He could also asked them why it is bad for people to believe in absolute
truths. They likely would have answered that it leads to the West oppressing
other nations, and then he could have pointed out that that the belief
oppression is bad is a Western one, and not even all Westerners believe it,
and many non-Western cultures believe quite differently.

I have thought a lot about the D of O, and have come to the conclusion that
the people who advocate it don't actually believe it. You can see this because
they have absolute moral responses when another culture does something that
clearly violates liberal norms, like female genital mutilation. And ditto when
it comes to their evaluation of the views of other people in our own culture,
like conservatives. The D of O advocates clearly believe that there are
absolute factual and moral truths, and that they have them.

So why do they pretend to believe the D of O? That is a long, complicated
story, but a large part of what happened was back in the 1950's Marxism ran
into a dead end where it couldn't win people over through normal direct
political argument. And then many French radical intellectuals responded to
this problem by coming up with a new two-part persuasion strategy.

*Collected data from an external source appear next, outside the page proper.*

PR #354, opened 2018-01-29
[WIP][RFC] Stop using ~ in config files

weaverryan:
| Q             | A
| ------------- | ---
| License       | MIT

This is just an RFC. One question I've gotten routinely over the years is "What is the `~`?" in config. I think it would be more clear if we just used `null` instead. Or, when the "presence" of a key is activating a component, use `true`, which reads a bit more clear.

Any major objections? I would propose making this change across *all* of the config files and making it a best-practice going forward.

### DIFF
--- a/symfony/framework-bundle/3.3/config/packages/framework.yaml
+++ b/symfony/framework-bundle/3.3/config/packages/framework.yaml
@@ -1,16 +1,16 @@
 framework:
     secret: '%env(APP_SECRET)%'
     #default_locale: en
-    #csrf_protection: ~
+    #csrf_protection: true
     #http_method_override: true
 
     # Enables session support. Note that the session will ONLY be started if you read or write from it.
     # Remove or comment this section to explicitly disable session support.
     session:
-        handler_id: ~
+        handler_id: null
 
-    #esi: ~
-    #fragments: ~
+    #esi: true
+    #fragments: true
     php_errors:
         log: true
 


Nyholm:
Hm, I've never really given this much thought. You are correct that it is tricky that `~` means both `null` and "Please enable this section". I think it is a good idea to be more explicit in our config.

javiereguiluz:
@weaverryan @Nyholm see #144 for a related discussion.

weaverryan:
Ah, fascinating! Here's a comment from fabpot:

> Of course, there is no difference at all from a code point of view. I was referring as DX here: when one wants to express: "give me the default behavior/config", I think ~ is better than null.

When we use it like `csrf_protection: ~`, I would argue that we are not saying "give me the default behavior/config", but rather: "please *activate* this functionality". For these cases, true looks better:

```yml
# activates CSRF protection
csrf_protection: ~

# does the same... but I think it's a bit more obvious :)
csrf_protection: true
```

The first part is to try to get people who believe in capitalism to give up
their views by persuading them there is no absolute truth so they would
abandon their beliefs as to why the free market is the best economic
philosophy. And then once the leftist had accomplished that they would change
positions and persuade the now-former capitalism supporter that Marxism is the
absolute best.

Needless to say, this strategy has failed, but it has unfortunately left us in
the position where a great many Americans say things that are nonsense and
that they don't actually believe.

------
pmoriarty
_" The Dogma of Otherness insists that all voices deserve a hearing, that all
points of view have something of value to offer."_

This might have been a dogma amongst most Americans in 1986 (though I
seriously doubt it, considering the rampant anti-Communism, sexism,
homophobia, and conservatism of the time), but these days, with anti-Muslim
and anti-Mexican xenophobia being virtually the law of the land, with a neo-
Nazi sympathizer in the White House, with all branches of government and a
huge percentage of the electorate controlled by his racist, bigoted party,
it's hard to read this sort of essay without laughing, crying, or raging.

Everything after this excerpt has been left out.